• [PROBLEM TO WORK ON]: Whatever appears in the data below, copy it exactly.

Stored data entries

PR #100, opened 2022-09-13
HMSPROV-242 - add reservation polling

amirfefer:
https://user-images.githubusercontent.com/11807069/190016430-3f1423bb-b7f6-4c6c-b0b7-9af8fcd67d0f.mov

PR #101, opened 2022-09-14
HMSPROV-282 - add back button in progress step when error occurred

amirfefer:
on top of #100 

This adds a back button if there is any error during deployment

https://user-images.githubusercontent.com/11807069/190150728-48484baa-6afd-4ded-bdd6-864857d895b0.mov


ezr-ondrej (approved):
Awesome stuff ^_^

• [OUTPUT OF THE EXERCISE]:
PR #100, opened 2022-09-13
HMSPROV-242 - add reservation polling

amirfefer:
https://user-images.githubusercontent.com/11807069/190016430-3f1423bb-b7f6-4c6c-b0b7-9af8fcd67d0f.mov

PR #101, opened 2022-09-14
HMSPROV-282 - add back button in progress step when error occurred

amirfefer:
on top of #100 

This adds a back button if there is any error during deployment

https://user-images.githubusercontent.com/11807069/190150728-48484baa-6afd-4ded-bdd6-864857d895b0.mov


ezr-ondrej (approved):
Awesome stuff ^_^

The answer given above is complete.